Les pays des Balkans occidentaux bénéficient d’un indéniable ancrage européen : leurs économies sont intégrées dans les chaînes de valeurs européennes, leur géographie humaine est intimement liée à celle de l’Union européenne, leur stabilité et leur sécurité sont essentielles à celle du continent et la transformation de leurs régimes légaux et de leurs institutions ces vingt dernières années s’est faite sous l’impulsion de l’Union européenne.

Mais cet ancrage recèle un certain nombre de fragilités et autant d’opportunités pour la Chine d’ancrer à son tour sa présence dans le « ventre mou » de l’Europe. Parmi elles, il y a tout d’abord l’étiolement des transformations politiques dans la plupart des pays de la région, la consolidation des dynamiques autoritaires et l’essoufflement des processus démocratiques : il est plus facile pour la Chine de prendre pied là où sont bafoués les principes de bonne gouvernance et de responsabilité politique. Il y a ensuite l’érosion de la crédibilité de l’Union européenne, dont la politique d’adhésion n’est pas parvenue à transformer politiquement les pays de la région, et dont l’aboutissement, pour diverses raisons, paraît désormais difficilement atteignable : 46 % des Serbes pensent que leur pays ne parviendra jamais à adhérer à l’Union européenne (contre 33% en 2015). Or, il est plus facile pour la Chine de s’implanter dans des pays gagnés par l’amertume ou doutant de la bonne foi de l’Union européenne en matière de perspectives d’adhésion. Il y a, enfin, le fossé économique et technologique entre les pays des Balkans occidentaux et l’Union européenne, qui ne s’est guère rétréci ces quinze dernières années. Le modèle de développement économique chinois, avec sa progression fulgurante, présente donc un attrait particulier, dont la Chine assure volontiers la promotion.

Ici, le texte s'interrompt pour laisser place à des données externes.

Issue #7490, opened 2022-03-18
[1852] Half-price token not working with teleport ability?


BellmakerSA:
https://18xx.games/game/76943

CBQ has Half-Price token, they can use it to teleport to KC. But it doesn’t give a discount and then the ability goes to 0/1

scottredracecar:
https://18xx.games/game/76943?action=163

I agree that should work, but it might fall into the category that combining two abilities is unsupported. This affects a few titles--mostly comes up for 1822.

roseundy:
Definitely a bug.

PR #8793, opened 2023-02-05
18MO: Playtest changes

### LINKED ISSUE #8786: 1852 Missouri Playtesting Changes
The following is a list of changes after a round of playtesting and analysis after Chattanooga 2023.

This is what is online now, strikethrough is the changes I would like to make
image

Setup (summarizes table changes)
- Remove one more orange and blue private company for all groups (but don't remove an extra "green group" corporation)
- Change names of 2Y/3Y/3G/4G to Y2/Y3/G3/G4 ("Green 3" rather than "3 Green" which looks like a 3G goods train)
- Change starting capital for three players to 400

Map
- Remove hex edge river between B6/C5
- Change E/W bonus to +50 in A7, J2, K3
- Add a connection from the city to the north hex edge in J4 and K5, change city value to 10 for both
- Add a spike to the SW edge of J2

Rules
- East St Louis dot is an optional stop

roseundy:
Fixes #8786 

This will require archives/pins.

Given that it's been out for almost a year pending games should probably be pinned even if it's still in alpha.

### DIFF
--- a/lib/engine/game/g_18_mo/entities.rb
+++ b/lib/engine/game/g_18_mo/entities.rb
@@ -158,7 +158,7 @@ module Engine
             type: 'train_discount',
             discount: 60,
             owner_type: 'corporation',
-            trains: %w[2Y 3Y 3G 4G 3E 5 6],
+            trains: %w[Y2 Y2 G3 G4 3E 5 6],
             count: 1,
             closed_when_used_up: true,
             when: 'buying_train',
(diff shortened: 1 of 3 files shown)


michaeljb (approved):

michaeljb:
Is #7490 the only thing keeping this game in alpha instead of beta or production?

scottredracecar:
It could go to production, but I was making playtesting changes (last year)
and I didn't know when I would stop. Probably if these new changes are
okay, it could go to prototype production.

PR #8804, opened 2023-02-06
[1858] Stock round: auctions, buying and selling shares

ollybh:
This is the start of the stock round implementation for 1858. Buying and selling shares is fairly normal, the main difference being that you can't directly par a corporation before phase 5. Before that point corporations can only be started by exchanging a private railway company, this is to be added in a later commit.

In a stock round you can also put up a private company for auction. Everyone gets a chance to bid on this company, until only one person is left. This is implemented using the Engine::Step::BuySellParSharesViaBid code from 1861/1867.

### DIFF
--- a/lib/engine/game/g_1858/step/buy_sell_par_shares.rb
+++ b/lib/engine/game/g_1858/step/buy_sell_par_shares.rb
@@ -1,0 +1,114 @@
+# frozen_string_literal: true
+
+require_relative '../../../step/buy_sell_par_shares_via_bid'
+
+module Engine
+  module Game
+    module G1858
+      module Step
+        class BuySellParShares < Engine::Step::BuySellParSharesViaBid
+          # Buy actions that will end a player's turn in the stock round.
+          PURCHASE_ACTIONS = [Action::Bid, Action::BuyShares, Action::Par].freeze
+
+          def actions(entity)
+            return [] unless entity == current_entity
+            return %w[bid pass] if @auctioning
+            return ['sell_shares'] if must_sell?(entity)
+            return [] if bought?
+
+            actions = []
+
+            # Sell actions.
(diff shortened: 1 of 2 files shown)


lib/engine/game/g_1858/step/buy_sell_par_shares.rb
```diff
@@ -0,0 +1,114 @@
...
+          end
+
+          def can_bid_company?(player, company)
+            (@auctioning.nil? || @auctioning == company) &&
+            auctionable_companies.include?(company) &&
+              (min_bid(company) <= player.cash)
+          end
+
+          def log_skip(entity)
+            super unless @round.current_actions.any?
```
tobymao, line 108: if empty?

lib/engine/game/g_1858/step/buy_sell_par_shares.rb
```diff
@@ -0,0 +1,114 @@
...
+          def auctionable_companies
+            @game.buyable_bank_owned_companies
+          end
+
+          def can_bid_any?(player)
+            auctionable_companies.any? { |company| can_bid_company?(player, company) }
+          end
+
+          def can_bid_company?(player, company)
+            (@auctioning.nil? || @auctioning == company) &&
```
tobymao, line 102: !@auctioning

lib/engine/game/g_1858/step/buy_sell_par_shares.rb
ollybh: Sorry, I thought I'd already got rid of all of these blockless `any?` and `none?` calls. It's gone now.

lib/engine/game/g_1858/step/buy_sell_par_shares.rb
ollybh: Changed.

PR #8816, opened 2023-02-08
[1850] mesabi tokens

bentziaxl:
- clean map 
- add mesabi token logic
- add tile lay definition similar to 18cz (2 lays for first OR of a corp, 1 lay/upgrade after)
- add icons

### DIFF
--- a/lib/engine/game/g_1850/step/buy_company.rb
+++ b/lib/engine/game/g_1850/step/buy_company.rb
@@ -13,7 +13,7 @@ module Engine
             companies = @game.purchasable_companies(entity)
 
             entity == current_entity &&
-            companies.any? &&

Au final, le défi pour l’Union européenne, qui engage justement une réflexion sur l’avenir de l’Europe, est donc moins de chercher à établir un rapport de force avec une Chine qu’elle espère chasser des Balkans occidentaux que de s’assurer de la solidité de leur ancrage en Europe. Cela passe par un réengagement économique et politique de l’Union européenne dans la région, auquel la nouvelle méthodologie en matière de politique d’adhésion et le nouveau plan d’investissement de l’Union européenne en matière de reprise et de convergence contribueront peut-être. Mais aussi et surtout, par la prise de conscience que les Balkans occidentaux sont d’ores et déjà « une région en Europe ».

Les opinions exprimées ici n’engagent que leur auteur.